Creating a Model Deployment with Autoscaling Using a Custom Metric

Learn how to create a model deployment with an autoscaling policy using a custom metric.

    1. On the Projects list page, select the project that you want to add the model deployment to. If you need help finding the list page or the project, see Listing Projects.
    2. On the project details page, select Model deployments.
    3. Select Create model deployment.
    4. On the Create model deployment page, enter the following information.
      • Autoscaling configuration (Optional): Select Enable autoscaling and enter the following information.
        • Minimum number of instances
        • Maximum number of instances
        • Cooldown period in seconds
        • Scaling metric type

          To use the custom scaling metric option, select Custom, and then specify the scale-in and scale-out queries.

          Important

          Include the following text in each MQL query to reference the resource OCID: {resourceId = "MODEL_DEPLOYMENT_OCID"}
        • Scale-in threshold in percentage
        • Scale-out threshold in percentage
        • Advanced options (Optional): Autoscale the load balancer. Set the value of maximum bandwidth to be more than the minimum bandwidth value, and no more than twice the minimum bandwidth value.
          • Scale-in instance count step
          • Scale-out instance count step
      • Update other fields as needed. For field descriptions, see Creating a Model Deployment.
    5. Select Create.
  • Use the oci data-science model-deployment create command and required parameters to create a model deployment:

    oci data-science model-deployment create --required-param-name variable-name ... [OPTIONS]

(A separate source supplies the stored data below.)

PR #6355, opened 2023-04-02
Add `.bas` extension to VB6 and heuristics for VB6/VBA

DecimalTurn:
This PR: 
- Adds the extension `.bas` as an extension for VB6
- Adds samples for VB6 and VBA to help with disambiguation
- Implements heuristics for VBA and VB6 with respect to the `.bas` extension

## Description
This is the 3rd instalment of a 3 part series related to VB6 (and VBA).
For more context:
Part 1: [Add Visual Basic 6.0 as its own language](https://github.com/github/linguist/pull/6124)
Part 2: [Add .frm and .cls extensions to VB6](https://github.com/github/linguist/pull/6155)

The reason why I've waited a bit to add the `.bas` extension was because it is more tricky than for the extensions in part 2. Indeed, `.bas` is used for a module file and the attributes at the top of those files are identical between VBA and VB6.
ie.:
`Attribute VB_Name = "ClassOrModuleName"`
So, we can't use it to separate the two, but we can at least use it to distinguish VBA/VB6 from other languages using the `.bas` file extension (see new heuristic with named pattern `vb-module`).

Hence, the general approach that I'm proposing is the same idea as what was used for the `.h` extension as suggested by @lildude:

> This whole VB-family of languages classification issue sounds like it's going to be a lot like the .h extension used by the C-family of languages which was a long battle until we finally resolved on the strategy in use and detailed in the [troublshooting doc](https://github.com/github/linguist/blob/master/docs/troubleshooting.md?rgh-link-date=2022-10-31T09%3A53%3A35Z#my-ccobjective-c-h-header-file-is-detected-as-the-wrong-language). If a similar approach can be found for these VB languages [and] their shared extensions, then that would be great. If not, the only option is manual overrides.

From https://github.com/github/linguist/issues/5824#issuecomment-1296850510

This comment refers to part of the `troubleshooting.md` file reproduced here with the appropriate substitution for the case of `.bas` : 

> Correctly detecting the language for the [Visual Basic .bas module] files is tough because Linguist detects the languages of files in isolation when analysing repositories and these [module] files, especially the smaller ones, can be used across [the 2] languages without using any language-specific content. To try and reduce the number of false positives and keep some degree of predicatability (sic) for users, Linguist will assume all [.bas module files with a VB_NAME Attribute] are [VB6] by default and will only identify a file as [VBA] if the content matches the specific heuristic for that language. This will mean you will need to implement an [override](https://github.com/github/linguist/blob/master/docs/overrides.md) for some of your [module] files if you wish for them to be classified as [VBA] if they do no contain language-specific content.

**Difference between VBA and VB6**
Alright, now let's get to the meat of it: what are the identifiable differences between VBA and VB6?

1. [VBA7 has new 64-bit features that were not implemented in VB6](https://learn.microsoft.com/en-us/office/vba/language/concepts/getting-started/64-bit-visual-basic-for-applications-overview)
2. VBA has some unique top module declarations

    For example, deploy a model:

    oci data-science model-deployment create \
    --compartment-id <MODEL_DEPLOYMENT_COMPARTMENT_OCID> \
    --model-deployment-configuration-details file://<MODEL_DEPLOYMENT_CONFIGURATION_FILE> \
    --project-id <PROJECT_OCID> \
    --display-name <MODEL_DEPLOYMENT_NAME>

    Use this model deployment JSON configuration file:

    {
      "deploymentType": "SINGLE_MODEL",
      "modelConfigurationDetails": {
        "modelId": "ocid1.datasciencemodel.oc1.iad.amaaaaaav66vvnias2wuzfkwmkkmxficse3pty453vs3xtwlmwvsyrndlx2q",
        "instanceConfiguration": {
          "instanceShapeName": "VM.Standard.E4.Flex",
          "modelDeploymentInstanceShapeConfigDetails": {
            "ocpus": 1,
            "memoryInGBs": 16
          }
        },
        "scalingPolicy": {
          "policyType": "AUTOSCALING",
          "coolDownInSeconds": 650,
          "isEnabled": true,
          "autoScalingPolicies": [
            {
              "autoScalingPolicyType": "THRESHOLD",
              "initialInstanceCount": 1,
              "maximumInstanceCount": 2,
              "minimumInstanceCount": 1,
              "rules": [
                {
                  "metricExpressionRuleType": "CUSTOM_EXPRESSION",
                  "scaleInConfiguration": {
                    "scalingConfigurationType": "QUERY",
                    "pendingDuration": "PT5M",
                    "instanceCountAdjustment": 1,
                    "query": "MemoryUtilization[1m]{resourceId = 'MODEL_DEPLOYMENT_OCID'}.grouping().mean() < 10"
                  },
                  "scaleOutConfiguration": {
                    "scalingConfigurationType": "QUERY",
                    "pendingDuration": "PT3M",
                    "instanceCountAdjustment": 1,
                    "query": "MemoryUtilization[1m]{resourceId = 'MODEL_DEPLOYMENT_OCID'}.grouping().mean() > 65"
                  }
                }
              ]
            }
          ]
        },
        "bandwidthMbps": 10,
        "maximumBandwidthMbps": 20
      }
    }

    For a complete list of parameters and values for CLI commands, see the CLI Command Reference.

  • Use the CreateModelDeployment operation to create a model deployment using the custom scaling metric type.